### PROBLEM TO WORK ON
Determine which lines of the records include the word "also", and copy them.

### Saved entries
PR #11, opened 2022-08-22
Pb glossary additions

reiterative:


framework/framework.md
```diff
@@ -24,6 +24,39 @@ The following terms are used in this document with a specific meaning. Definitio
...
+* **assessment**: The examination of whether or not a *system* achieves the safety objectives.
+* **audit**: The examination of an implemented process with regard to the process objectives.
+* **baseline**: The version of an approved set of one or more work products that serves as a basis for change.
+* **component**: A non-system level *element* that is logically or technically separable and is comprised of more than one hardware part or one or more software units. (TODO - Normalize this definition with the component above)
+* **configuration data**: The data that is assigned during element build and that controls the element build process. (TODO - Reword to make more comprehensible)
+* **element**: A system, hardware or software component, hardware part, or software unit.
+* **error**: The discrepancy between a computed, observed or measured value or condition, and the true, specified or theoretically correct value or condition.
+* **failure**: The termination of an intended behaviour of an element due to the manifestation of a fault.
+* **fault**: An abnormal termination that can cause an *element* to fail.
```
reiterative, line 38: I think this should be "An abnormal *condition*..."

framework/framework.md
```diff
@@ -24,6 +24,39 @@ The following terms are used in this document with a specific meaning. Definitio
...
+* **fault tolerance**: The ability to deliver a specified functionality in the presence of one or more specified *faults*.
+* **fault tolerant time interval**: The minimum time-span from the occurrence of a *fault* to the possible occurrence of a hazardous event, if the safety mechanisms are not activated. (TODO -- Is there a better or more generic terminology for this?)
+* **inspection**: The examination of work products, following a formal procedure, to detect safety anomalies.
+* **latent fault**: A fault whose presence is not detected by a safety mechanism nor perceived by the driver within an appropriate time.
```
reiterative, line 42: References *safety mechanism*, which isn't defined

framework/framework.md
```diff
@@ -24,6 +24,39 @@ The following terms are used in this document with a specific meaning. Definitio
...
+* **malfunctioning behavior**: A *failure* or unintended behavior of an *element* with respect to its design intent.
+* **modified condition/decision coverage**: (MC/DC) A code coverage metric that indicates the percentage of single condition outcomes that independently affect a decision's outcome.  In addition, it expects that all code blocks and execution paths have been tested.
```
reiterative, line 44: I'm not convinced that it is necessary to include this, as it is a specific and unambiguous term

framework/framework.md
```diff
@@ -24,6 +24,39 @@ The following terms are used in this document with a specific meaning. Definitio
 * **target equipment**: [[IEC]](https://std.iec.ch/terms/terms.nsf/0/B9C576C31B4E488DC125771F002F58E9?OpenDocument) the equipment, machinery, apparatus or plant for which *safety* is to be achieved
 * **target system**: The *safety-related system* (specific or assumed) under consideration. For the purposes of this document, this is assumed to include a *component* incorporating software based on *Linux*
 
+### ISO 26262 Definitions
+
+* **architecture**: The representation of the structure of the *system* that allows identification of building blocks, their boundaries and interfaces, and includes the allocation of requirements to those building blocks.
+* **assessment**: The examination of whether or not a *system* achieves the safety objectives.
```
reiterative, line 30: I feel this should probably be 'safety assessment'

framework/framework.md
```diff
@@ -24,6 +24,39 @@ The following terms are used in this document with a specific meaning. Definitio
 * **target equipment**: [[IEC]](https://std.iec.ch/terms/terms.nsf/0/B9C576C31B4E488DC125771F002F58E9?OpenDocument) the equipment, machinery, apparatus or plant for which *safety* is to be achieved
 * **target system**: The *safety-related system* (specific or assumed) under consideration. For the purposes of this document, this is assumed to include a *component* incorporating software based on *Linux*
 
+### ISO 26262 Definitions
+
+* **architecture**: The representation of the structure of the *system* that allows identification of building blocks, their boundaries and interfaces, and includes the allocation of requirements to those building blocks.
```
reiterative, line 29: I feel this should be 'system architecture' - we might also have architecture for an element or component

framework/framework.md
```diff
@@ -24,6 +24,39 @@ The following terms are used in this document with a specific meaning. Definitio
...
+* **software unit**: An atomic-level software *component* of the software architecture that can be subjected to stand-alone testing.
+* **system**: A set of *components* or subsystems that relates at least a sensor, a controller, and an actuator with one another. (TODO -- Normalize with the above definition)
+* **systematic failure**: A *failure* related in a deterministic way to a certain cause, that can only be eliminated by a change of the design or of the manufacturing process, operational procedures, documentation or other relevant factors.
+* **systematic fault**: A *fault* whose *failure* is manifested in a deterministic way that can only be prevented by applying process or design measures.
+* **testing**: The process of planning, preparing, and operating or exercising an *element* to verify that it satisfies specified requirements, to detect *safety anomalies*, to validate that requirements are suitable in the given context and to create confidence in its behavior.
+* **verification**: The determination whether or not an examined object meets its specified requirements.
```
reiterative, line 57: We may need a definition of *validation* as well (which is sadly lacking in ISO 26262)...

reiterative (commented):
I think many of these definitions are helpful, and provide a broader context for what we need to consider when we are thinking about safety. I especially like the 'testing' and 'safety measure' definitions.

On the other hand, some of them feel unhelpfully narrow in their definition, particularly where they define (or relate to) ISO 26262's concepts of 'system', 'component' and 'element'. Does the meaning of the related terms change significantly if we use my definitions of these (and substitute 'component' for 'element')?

--

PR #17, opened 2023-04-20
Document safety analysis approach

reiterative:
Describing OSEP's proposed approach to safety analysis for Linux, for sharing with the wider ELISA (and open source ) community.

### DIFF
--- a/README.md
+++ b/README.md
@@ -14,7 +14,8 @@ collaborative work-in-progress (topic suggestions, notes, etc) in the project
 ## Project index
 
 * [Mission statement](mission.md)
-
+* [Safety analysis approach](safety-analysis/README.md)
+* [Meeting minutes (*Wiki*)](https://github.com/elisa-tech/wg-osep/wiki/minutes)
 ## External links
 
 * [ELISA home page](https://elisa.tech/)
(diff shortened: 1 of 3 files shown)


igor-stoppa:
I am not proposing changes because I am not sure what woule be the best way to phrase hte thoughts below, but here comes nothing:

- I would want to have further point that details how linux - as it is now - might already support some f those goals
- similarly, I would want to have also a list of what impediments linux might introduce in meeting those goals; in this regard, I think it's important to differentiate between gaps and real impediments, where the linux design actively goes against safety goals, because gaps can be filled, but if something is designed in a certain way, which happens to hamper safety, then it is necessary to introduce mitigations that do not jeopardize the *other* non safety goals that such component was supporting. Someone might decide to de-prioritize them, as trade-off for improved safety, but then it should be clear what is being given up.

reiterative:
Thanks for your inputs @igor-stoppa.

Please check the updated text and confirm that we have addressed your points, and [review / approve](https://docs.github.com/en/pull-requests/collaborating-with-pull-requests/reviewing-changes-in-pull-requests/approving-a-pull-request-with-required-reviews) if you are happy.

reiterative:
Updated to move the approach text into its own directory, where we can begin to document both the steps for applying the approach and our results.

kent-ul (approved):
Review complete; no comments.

### YOUR RESPONSE
reiterative, line 29: I feel this should be 'system architecture' - we might also have architecture for an element or component
- similarly, I would want to have also a list of what impediments linux might introduce in meeting those goals; in this regard, I think it's important to differentiate between gaps and real impediments, where the linux design actively goes against safety goals, because gaps can be filled, but if something is designed in a certain way, which happens to hamper safety, then it is necessary to introduce mitigations that do not jeopardize the *other* non safety goals that such component was supporting. Someone might decide to de-prioritize them, as trade-off for improved safety, but then it should be clear what is being given up.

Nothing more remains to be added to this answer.